====== Supplied entries

PR #132, opened 2020-03-28
Fix build warnings on other platforms

tinmanjuggernaut:


.gitignore
```diff
@@ -3,3 +3,4 @@
 *.o
 *.autosave
 *.bc
+*.d
```
tinmanjuggernaut: iphone

meshers/blocky/voxel_library.cpp
```diff
@@ -269,7 +269,7 @@ void VoxelLibrary::generate_side_culling_matrix() {
 
 			CRASH_COND(pattern == nullptr);
 
-			if (full_side_pattern_index == -1 && bitmap.all()) {
+			if (full_side_pattern_index == 0xFFFFFFFF && bitmap.all()) {
```
tinmanjuggernaut: The warning is here. It doesn't compare about assigning -1, only comparing uint vs -1.

SCsub
```diff
@@ -22,6 +22,9 @@ files = [
 for f in files:
 	env_voxel.add_source_files(env.modules_sources, f)
 
+if env['platform'] == 'osx' or env['platform'] == 'android':
+    env_voxel.Append(CXXFLAGS=['-Wno-inconsistent-missing-override'])
```
Zylann: Add comment explaining it's because Godot's codebase is old

meshers/blocky/voxel_library.cpp
```diff
@@ -181,7 +181,7 @@ void VoxelLibrary::generate_side_culling_matrix() {
 	};
 
 	std::vector<Pattern> patterns;
-	uint32_t full_side_pattern_index = -1;
+	uint32_t full_side_pattern_index = 0xFFFFFFFF;
```
Zylann: Could put that `0xffffffff` in a `NULL_INDEX` constant?

tinmanjuggernaut:
Updates committed.

meshers/blocky/voxel_library.h
```diff
@@ -5,6 +5,8 @@
 #include "voxel.h"
 #include <core/resource.h>
 
+#define NULL_INDEX 0xFFFFFFFF
```
Zylann, line 8: Use a `static const uint32_t`, not a macro

tinmanjuggernaut: Updated. Why is this way better?

Zylann:
Thanks!

PR #140, opened 2020-04-24
Added raycast case for integer positions

### LINKED ISSUE #136: VoxelTool Raycast does not work with integer raycast origin
The VoxelTool Raycasting is mean to allow raycasting without needing to use colliders, as this can enhance performance in games that do not require physics.

Unfortunately it does not return the right results. Here I have set up a simple raycast from the mouse:

``` C#
using Godot;
using Godot.Collections;
using System;

public class Spatial : Godot.Spatial
{
    private VoxelTerrain ter;
    private Camera cam;
    private Vector2 mousePos;
    private Vector3? hoveredVoxel;

    public override void _Ready()
    {
        ter = GetNode<VoxelTerrain>("VoxelTerrain");
        cam = GetNode<Camera>("Camera");

        mousePos = Vector2.Zero;
        hoveredVoxel = null;
    }

    public override void _Input(InputEvent @event) {
        if (@event is InputEventMouseMotion mouseMotionEvent) {
            mousePos = mouseMotionEvent.Position;
        }

        if (@event is InputEventMouseButton mouseButton && mouseButton.IsPressed() && (ButtonList)mouseButton.ButtonIndex == ButtonList.Left) {
            GD.Print("Clicked on ", hoveredVoxel);
            ter.GetVoxelTool().SetVoxel(hoveredVoxel.Value, 0);
        }
    }

    public override void _PhysicsProcess(float delta) {
        Vector3 from = cam.ProjectRayOrigin(mousePos);
        Vector3 to = cam.ProjectRayNormal(mousePos);

        VoxelRaycastResult result = ter.GetVoxelTool().Raycast(from, to, 1000);
        if (result != null)
            hoveredVoxel = result.Position;
    }
}
```

[Lets look at the results.](https://streamable.com/hefeex) Excuse the poor visibility — I have yet to get the ambient occlusion working properly as the "simply enable vertex color/as albedo" in the docs appears to be incorrect.

As you can see, the raycast works fine for voxels on the lefthand side of the screen. However, on the right side of the screen, the raycast is off by one or two blocks to the right.

thorlucas:
Closes #136

### DIFF
--- a/util/voxel_raycast.h
+++ b/util/voxel_raycast.h
@@ -75,6 +75,28 @@ bool voxel_raycast(
 	} else
 		tcross_z = g_infinite; // Will never cross on X
 
+	// Workaround for integer positions
+	// Adapted from https://github.com/bulletphysics/bullet3/blob/3dbe5426bf7387e532c17df9a1c5e5a4972c298a/src/BulletCollision/CollisionShapes/btHeightfieldTerrainShape.cpp#L418
+	if (tcross_x == 0.0) {
+		tcross_x += tdelta_x;
+		// If going backwards, we should ignore the position we would get by the above flooring,
+		// because the ray is not heading in that direction
+		if (xi_step == -1)
+			hit_pos.x -= 1;
+	}
+
+	if (tcross_y == 0.0) {
+		tcross_y += tdelta_y;
+		if (yi_step == -1)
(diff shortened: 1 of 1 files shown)


Zylann:
Thanks!

PR #472, opened 2024-07-02
EVEREST-1104 | API endpoint for fetching permissions of the currently logged in user

mayankshah1607:


docs/spec/openapi.yml
```diff
@@ -72,6 +72,85 @@ paths:
...
+                "*/*"
+            ],
+            [
+                "adminrole:role",
+                "database-clusters",
+                "*",
+                "*/*"
+            ]
+          ]
+        }
```
recharte, line 117: Can the FE work directly with this format? Will they need to convert it somehow?

recharte, line 117: Should we hide the info about roles (e.g. replace `adminrole:role` with `alice`)? Can there be any security implication of letting the user know about which roles are assigned to him?

mayankshah1607: Yes, confirmed with @dianabirs that this should work

recharte: I don't think there is but just sparking some discussion :sunglasses:

recharte (approved):

docs/spec/openapi.yml
mayankshah1607: I don't think there should be any security implications. I'm actually thinking quite the opposite - since most users may not have access to the RBAC policy, this API would be the way to let them know which roles they've been assigned

But if it makes more sense, I'm fine with resolving the role names to the user..

recharte: Yeah, I think this is fine :+1:

recharte (approved):

docs/spec/openapi.yml
mayankshah1607: Update: after speaking with @dianabirs , it was decided to resolve the roles to the username, since it would make the FE implementation easier

PR #476, opened 2024-07-04
EVEREST-1096 | remove the hard-coded resource map for enforcer RBAC

mayankshah1607:
This path-resource map, which was earlier hard-coded, was required for enforcing RBAC on the provided API endpoints. The problem with this is that anytime a new API is added, we have to remember to update this map.

With this change, this map is no longer hard-coded, and RBAC may be enforced on API endpoints simply by adding the `x-everest-resource-name` annotation in the swagger spec.


api/rbac/rbac.go
```diff
@@ -121,27 +122,43 @@ func GetUser(c echo.Context) (string, error) {
...
+	skipPaths := []string{}
+	for path, pathItem := range swg.Paths.Map() {
+		parsedPath := parseEndpoint(path)
+		if val, ok := pathItem.Extensions[common.EverestAPIExtnResourceName]; ok {
+			if resourceName, ok := val.(string); ok {
+				resourceMap[parsedPath] = resourceName
+			}
+			continue
+		}
+		skipPaths = append(skipPaths, parsedPath)
```
oksana-grishchenko, line 151: So starting for now we shouldn't forget to add the `x-everest-resource-name` extension to the new endpoints otherwise they won't be authenticated. It's not that obvious so I was thinking if we can make it more prominent somehow

oksana-grishchenko (approved):

api/rbac/rbac.go
mayankshah1607: This extension controls authorisation only, authentication is controlled using the `security: []` property

But yeah, its still possible to forget to add it if we add new APIs. I thought of adding some manual CI checks, but the problem there is same; how would it know which path needs RBAC and which doesn't? 🤔

mayankshah1607: But with the previous approach, we had to remember to modify code, so I still this this is a decent improvement from that 😅 
I'm happy to discuss ideas to further improve it..

recharte: I don't think there's anything we can do about it, we need to manually control this either way.

recharte (approved):

api/rbac/rbac.go
oksana-grishchenko: Makes sense, let's just keep it in mind when adding and reviewing new endpoints 👍

PR #495, opened 2024-07-10
EVEREST-1142 | Add `rbac can` command

mayankshah1607:
This PR adds a command `everestctl settings rbac can SUBJECT ACTION RESOURCE SUBRERESOURCE` command for testing RBAC policies.

Examples:

```shell
$everestctl settings rbac can alice create database-clusters '*'
No

$everestctl settings rbac can admin create database-clusters '*'
Yes
```


recharte (approved):
:penguin:

pkg/rbac/validate_test.go
```diff
@@ -167,3 +167,115 @@ func TestValidateTerms(t *testing.T) {
...
+			},
+			can: false,
+		},
+		{
+			request: []string{
+				"bob",
+				"create",
+				"database-clusters",
+				"dev/*",
+			},
```
oksana-grishchenko, line 255: from that perspective the `all` alias looks a bit confusing since we can use `all` instead of `*` but we can't use `dev/all` instead of `dev/*` 
I'm not saying we should have the `dev/all` I just wanted to highlight inconsistency

oksana-grishchenko (approved):
LGTM, posted a couple of things to consider

pkg/rbac/validate_test.go
mayankshah1607: Hmm, good point. If you put `*` in the command, it misbehaves, probably some shell thing. But that means it should also work with with `namespace/all` too..

oksana-grishchenko: regarding the `namespace/all` - what if we have the namespace named `all`?😅 I even saw Yusaf was using that name

well, it might be not such a big deal after all. We can just add more usage examples and/or describe how to use the "all" alias.

mayankshah1607: > what if we have a resource named `all`?

I won't completely rule out the possibility of this, but I think the likelihood of this is very low, given that `all` for a resource type in Everest sounds very vague and may not make much sense 🙈 

But yes, I shall add more examples..

mayankshah1607: Ok, I realised that this `all` alias creates more confusion and increases complexity as well. So I just removed it, and added a note in the example that the user must put quotes around it, otherwise the shell will misinterpret it.. Will also make sure to add it in the docs

commands/settings/rbac/can.go
```diff
@@ -0,0 +1,111 @@
...
+	cmd := &cobra.Command{
+		Use: "can SUBJECT ACTION RESOURCE SUBRESOURCE",
+		Long: `Test RBAC policy.
+Examples:
+$ everestctl settings rbac can alice read database-clusters all
+
+$ everestctl settings rbac can alice read database-clusters my-namespace/my-cluster
+
+$ everestctl settings rbac can adminrole:role update database-cluster-backups prod-namespace/prod-backup-1
+`,
```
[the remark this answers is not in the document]
mayankshah1607: Added an example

============

# [To do]
Only the count should be given: the number of lines in the entries above containing the word "named".

# [Solved exercise]
2